A 10 km solo effort and a time of around 37:20 is already highly suspicious, IMO, also considering that it's well into the third week.

He would have been much faster with a proper mountain train, of course. Sub 37 minutes for sure.
 
Race Radio said:
Nibali's time up Hautacam was 37:20 is 26th fastest. 2:42 slower then record of 34:38 by Bjarne Riis in 1996.
thank you, I took 26.52 but when the climb have started just to have a reference...

But despite this some people maybe consider suspicious that time... crazy :eek:

I know riders that are compiting getting 300 euro a month, so, tell me how is possible to dope with that, and they made 6 w/kg in 9 km climbs...
 
18-Valve. (pithy) said:
A 10 km solo effort and a time of around 37:20 is already highly suspicious, IMO, also considering that it's well into the third week.

He would have been much faster with a proper mountain train, of course.

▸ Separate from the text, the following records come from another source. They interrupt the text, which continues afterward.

PR #3081, opened 2020-01-29
Update documentation files

### LINKED ISSUE #3008: Update rspec2resx for .NET 4.8 SDK and *.MD files
### Update rspec2resx

- [x] Add support for .NET 4.8 SDK path to the script.
- [x] Update error message according to VS installer package name

### Update contributing-analyzer.md

- [x] Remove "Version 16.4.1" from VS 2019 name, this particular version is not necessary and link is universal
- [x] Add .NET 4.8 targeting pack
- [x] Rename all mentioned items according to VS installer UI (i.e. replace `.NET Core SDK 2.1.402`)
- [x] Make an items a sublist
- [x] Sort all items according to VS installer UI
- [x] Add note to `ORCHESTRATOR_URL` that it really has to be an URL (i.e. `file:///c:/something/orchestrator.properties`)

### Update rspec/README.md

- [x] Add note about root directory that script must be started from
- [x] Update all examples to copy/paste-able forms (add path prefix)

### Update docs/issues.md

- [x] Add close issue procedure opened by users if the issue is older than 3 months and we could not properly label it (if we asked more details and there was no answer)
- [x] Add the process that we have to consider new rules, or rule improvements, forum

### CODE_OF_CONDUCT.md  

- [x] Replace dotnet@sonarsource.com with other PoC. Community forum?

pavel-mikula-sonarsource:
Fixes #3008

### DIFF
--- a/CODE_OF_CONDUCT.md
+++ b/CODE_OF_CONDUCT.md
@@ -53,7 +53,7 @@ further defined and clarified by project maintainers.
 ## Enforcement
 
 Instances of abusive, harassing, or otherwise unacceptable behavior may be
-reported by contacting the project team at [dotnet@sonarsource.com]. All
+reported by contacting the project team at [Community Forum](https://community.sonarsource.com/). All
 complaints will be reviewed and investigated and will result in a response that
 is deemed necessary and appropriate to the circumstances. The project team is
 obligated to maintain confidentiality with regard to the reporter of an incident.
--- a/README.md
+++ b/README.md
@@ -29,7 +29,7 @@ vulnerabilities and smells in your code.
 
 ## Have question or feedback?
 
-* [Contact us on Community Forum](https://community.sonarsource.com/) to provide feedback, request new rule or feature.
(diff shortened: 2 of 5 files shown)


CODE_OF_CONDUCT.md
```diff
@@ -53,7 +53,7 @@ further defined and clarified by project maintainers.
 ## Enforcement
 
 Instances of abusive, harassing, or otherwise unacceptable behavior may be
-reported by contacting the project team at [dotnet@sonarsource.com]. All
+reported by contacting the project team at [Community Forum](https://community.sonarsource.com/). All
```
andrei-epure-sonarsource: hmmm indeed I don't know about this one...
could we just align with Sonar Java regarding this? https://github.com/SonarSource/sonar-java/blob/master/CONTRIBUTING.md

do we need this?

pavel-mikula-sonarsource: Do we need to replace dotnet@? I think yes. This PR is baby step to address this.

Do we need Code of Conduct itself? I don't know. It sounds like a legal question to me => out of scope of this issue.
I personally don't see a problem if we drop the whole file. But there might be a reason why it was added.

PR #3085, opened 2020-01-29
Uninstall System.Runtime.InteropServices.RuntimeInformation

costin-zaharia-sonarsource:
- not needed


costin-zaharia-sonarsource:
> Actually, it looks like the `Microsoft.DotNet.PlatformAbstractions` is not used either. Is that correct?

Indeed. In the end I've used `Environment.OSVersion.Platform` since it's in the framework and seems to be supported by .Net Core 2: https://docs.microsoft.com/en-us/dotnet/api/system.environment.osversion?view=netframework-4.8

andrei-epure-sonarsource:
indeed, `Environment.OSVersion.Platform` was not supported in .NET Core 1.1, but that reached it's end-of-support on 2019-06-27 (see https://dotnet.microsoft.com/download/dotnet-core)

Issue #3086, opened 2020-01-30
S3241 UnusedReturnValue throws AD0001 System.ArgumentException


andrei-epure-sonarsource:
### Description

Dnspy https://cirrus-ci.com/task/5443779553394688 

```
   CSC : error AD0001: Analyzer 'SonarAnalyzer.Rules.CSharp.UnusedReturnValue' threw an exception of type 'System.ArgumentException' with message 'Syntax node is not within syntax tree'. [C:\Project\Extensions\dnSpy.Debugger\dnSpy.Debugger.DotNet.Mono\dnSpy.Debugger.DotNet.Mono.csproj]
```

Nhibernate https://cirrus-ci.com/task/4986382716239872

```
   CSC : error AD0001: Analyzer 'SonarAnalyzer.Rules.CSharp.UnusedReturnValue' threw an exception of type 'System.ArgumentException' with message 'Syntax node is not within syntax tree'. [C:\Project\src\NHibernate\NHibernate.csproj]
    CSC : error AD0001: Analyzer 'SonarAnalyzer.Rules.CSharp.UnusedReturnValue' threw an exception of type 'System.ArgumentException' with message 'Syntax node is not within syntax tree'. [C:\Project\src\NHibernate\NHibernate.csproj]
    CSC : error AD0001: Analyzer 'SonarAnalyzer.Rules.CSharp.UnusedReturnValue' threw an exception of type 'System.ArgumentException' with message 'Syntax node is not within syntax tree'. [C:\Project\src\NHibernate\NHibernate.csproj]
        13325 Warning(s)
```

PR #3087, opened 2020-01-30
Add reproducer for S3241 'AD0001' error

christophe-zurn-sonarsource:
related to #3086


andrei-epure-sonarsource:
(waiting for master to be green)

Issue #3055, opened 2020-01-17
tests fail on system with non-english culture


lg2de:
### Description

Getting lastest master version the unit tests does not complete successfully on my PC.
They fail due to different culture settings (German).

### Repro steps

1. Switch (Windows) language to different language, e.g. German.
2. Compile the solution and run the tests.

### Expected behavior

All tests are run fine on every (Windows) system.

### Actual behavior

Some tests fail. Here is one example:

```
Test Name:	BuildError
Test FullName:	SonarAnalyzer.UnitTest.SonarAnalyzer.UnitTest.TestFramework.DiagnosticVerifierTest.BuildError
Test Source:	[...]\sonaranalyzer-dotnet\tests\SonarAnalyzer.UnitTest\TestFramework\DiagnosticVerifierTest.cs : line 178
Test Outcome:	Failed
Test Duration:	0:00:00

Test Name:	BuildError
Test Outcome:	Failed
Result StackTrace:	
bei FluentAssertions.Execution.LateBoundTestFramework.Throw(String message)
   bei FluentAssertions.Execution.TestFrameworkProvider.Throw(String message)
   bei FluentAssertions.Execution.CollectingAssertionStrategy.ThrowIfAny(IDictionary`2 context)
   bei FluentAssertions.Execution.AssertionScope.Dispose()
   bei FluentAssertions.Specialized.ExceptionAssertions`1.ExceptionMessageAssertion.Execute(IEnumerable`1 messages, String expectation, String because, Object[] becauseArgs)
   bei FluentAssertions.Specialized.ExceptionAssertions`1.WithMessage(String expectedWildcardPattern, String because, Object[] becauseArgs)
   bei SonarAnalyzer.UnitTest.TestFramework.DiagnosticVerifierTest.BuildError() in [...]\SonarAnalyzer.UnitTest\TestFramework\DiagnosticVerifierTest.cs:Zeile 188.
Result Message:	
Expected exception message to match the equivalent of 
"Unexpected build error [CS1514]: { expected on line 2", but 
"Unexpected build error [CS1514]: { erwartet. on line 2" does not.
Result StandardOutput:	
Actual diagnostics: 3
  Id: CS1514, Line: 2, [46, 46]
  Id: CS1513, Line: 2, [46, 46]
  Id: CS1022, Line: 5, [0, 1]
```

Currently the following tests fail:
[...]

PR #3099, opened 2020-02-03
Make tests pass on non-english culture

andrei-epure-sonarsource:
@lg2de opened a fix for #3055 on #3098 (Thanks!)

this PR is needed to run the CI tests


lg2de:
Wondering why this PR is needed to validate CI.
Do you have any explanation, @andrei-epure-sonarsource ?

andrei-epure-sonarsource:
historically we were only trigerring QA (which are more expensive checks) on PRs done by sonarsourcers. I'm not sure if it's still the case now that we've migrated to Azure Pipelines, but I saw your CI fail so I imagined it would be the same reason (although [the error](https://sonarsource.visualstudio.com/DotNetTeam%20Project/_build/results?buildId=14669&view=logs&jobId=5dae5997-de96-559e-c3ae-b3120e3536d3) is a bit cryptic - `No service connection found with identifier TaskInputs[TaskInputs['connectedServiceNameSelector']].`)

Issue #2783, opened 2019-11-12
Fix S2068 Regular Expression creation from parameters


christophe-zurn-sonarsource:
If the `CredentialWords` parameter is set to a invald regex expression, such as `PASS)WORD`, rule instanciation will fail and might cause issues for user analysis.
To avoid such an issue, we should make sure that the regex creation does not fail. For instance, by escaping its ivalid characters `this.splitCredentialWords.Select(x => Regex.Escape(x))`. A warning that the parameter is an invalid Regex could also be displayed to the user.
Furthermore, the current regular expression does not catch all cases. Both the following code examples should be noncompliant:
C#
```
foo = "Server=localhost; Database=Main; User=Admin; Password=TopSecret;";       //Noncompliant
foo = "Server=localhost; Database=Main; User=Admin; Password   =   TopSecret;"; //Noncompliant
```
VBNET
```
foo = "Server=localhost; Database=Main; User=Admin; Password=TopSecret;;       'Noncompliant
foo = "Server=localhost; Database=Main; User=Admin; Password   =   TopSecret;; 'Noncompliant
```

New version could be `(?{0})\s*[:=]` (to be validated)

pavel-mikula-sonarsource:
As mentioned in #2768, to avoid FP in 

> "Server=localhost; Database=Main; User=Admin; Password= " + loadPassword()

 the regex should look like `(?{0})\s*[:=]\s*\S`

pavel-mikula-sonarsource:
This was fixed in #3114

PR #3101, opened 2020-02-04
Rule S2068: ensure the custom parameters are set

### LINKED ISSUE #2913: (Regression) Rule 2068: customized parameters not taken into account
On SonarQube 7.9
Test case: https://github.com/eric-therond-sonarsource/testcsharp/blob/master/Program.cs

With sonar-csharp-plugin-8.2.0.13504.jar:
1) A new default quality profile is setted with this parameterized rule:
sonarqube2
2) But the rule is not raised on lines 17 & 18:
sonarqube1

Expected behaviour like for sonar-csharp-plugin-7.15.0.8572.jar:
sonarqube3

costin-zaharia-sonarsource:
Fixes #2913


andrei-epure-sonarsource:
@costin-zaharia-sonarsource could you also add a regression test for it, either in this PR (ideally) or in a separate one? see https://github.com/SonarSource/sonar-dotnet/blob/cc164f4b085cd025f6931157d99a8e0f8ed61562/its/src/test/java/com/sonar/it/csharp/AutoGeneratedTest.java#L84 as a model - although it's changing a project property rather than a rule parameter via the API - otherwise you could put a SonarLint.xml file and link it to the solution

You could also take a look at #2783 as it's in the same context

costin-zaharia-sonarsource:
> https://github.com/SonarSource/sonar-dotnet/blob/cc164f4b085cd025f6931157d99a8e0f8ed61562/its/src/test/java/com/sonar/it/csharp/AutoGeneratedTest.java#L84
> 
> as a model - although it's changing a project property rather than a rule parameter via the API - otherwise you could put a SonarLint.xml file and link it to the solution

As far as I can tell the API does not support rule parameter customization. I will try the solution with linking the SonarLint.xml.

its/projects/DefaultRuleParametersCanBeCustomized/DefaultRuleParametersCanBeCustomized/DefaultRuleParametersCanBeCustomized.cs
```diff
@@ -0,0 +1,13 @@
+﻿namespace Credentials
+{
+    public class Credentials
+    {
+        private const string Username = "admin";
+        private const string Password = "Password123";
+        private const string Usario = "admin";
```
andrei-epure-sonarsource: the test is a bit misleading - I expect 'Usario' is 'username' and an issue is raised on it because 'usario' is in given as a name for credential, together with "password, pwd, senha" (senha=password in portuguese, apparently).

The problem is that an issue is raised on line 7 and not on line 5 and this leads to some cognitive overload when reading the test - why is the rule raising for portuguese username but not for english username?

So I would keep just 'senha' and keep the test easy to follow (avoid raising on 'username' and 'usario')

Issue #3110, opened 2020-02-11
S2583 FP: Pattern matching generates wrong bool constraint


H4pH:
### Description

False positive with pattern matching and bool value

### Repro steps

With this code, rule throw "Change this condition so that it does not always evaluate to 'true'; some subsequent code is never executed.". Value is `object`, and valueBool can be `true` or `false`, so conditional expression also can be `true` or `false`
```csharp
if (value == null || !(value is bool valueBool))
	return;

if (valueBool)
{
	// some code
}
else
{
	// some code
}
```

### Expected behavior

Don't throw

### Related information

* SonarC# Version 8.1
* Visual Studio Version 2019 
* MSBuild version 16
* If running through the Scanner for MSBuild, its version 4.7.1.2311-netcoreapp2.0

pavel-mikula-sonarsource:
Hi @H4pH ,
Thank you for reporting this issue. We've confirmed it as FP on the latest SonarC# 8.3 as well.

PR #3111, opened 2020-02-11
Add repro for S2583 FP #3110

pavel-mikula-sonarsource:
Repro for #3110


sonaranalyzer-dotnet/tests/SonarAnalyzer.UnitTest/TestCases/ConditionEvaluatesToConstant.CSharp7.cs
```diff
@@ -243,4 +243,24 @@ public void Write()
...
+
+    // See https://github.com/SonarSource/sonar-dotnet/issues/3110
+    public class Repro_3110
+    {
+        public int DoSomething(object value)
+        {
+            if (!(value is bool valueBool))
+                return -1;
+
+            if (valueBool)  // Noncompliant, FN - valueBool can be true or false after this line
```
andrei-epure-sonarsource:
```suggestion
            if (valueBool)  // Noncompliant, FP - valueBool can be true or false
```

Sub 37 minutes for sure.
you can consider every good performance suspicious if you want, but...tail wind, good weather, short stage...and there is 25 times better that that in just 5 years, and you consider that supicious...

Of course, you can dope to do 30 minutes, but more than 27 is never suspicious if you ere a really good rider.

Oh my good!, 18 years ago Riis did almost 3 minutes less, and Riis is a **** of rider in conditiones compared to Nibali. the same Jaskula.

Of course, if Nibali is not a really good rider, you can say the his performance is suspicious, but not just for the time.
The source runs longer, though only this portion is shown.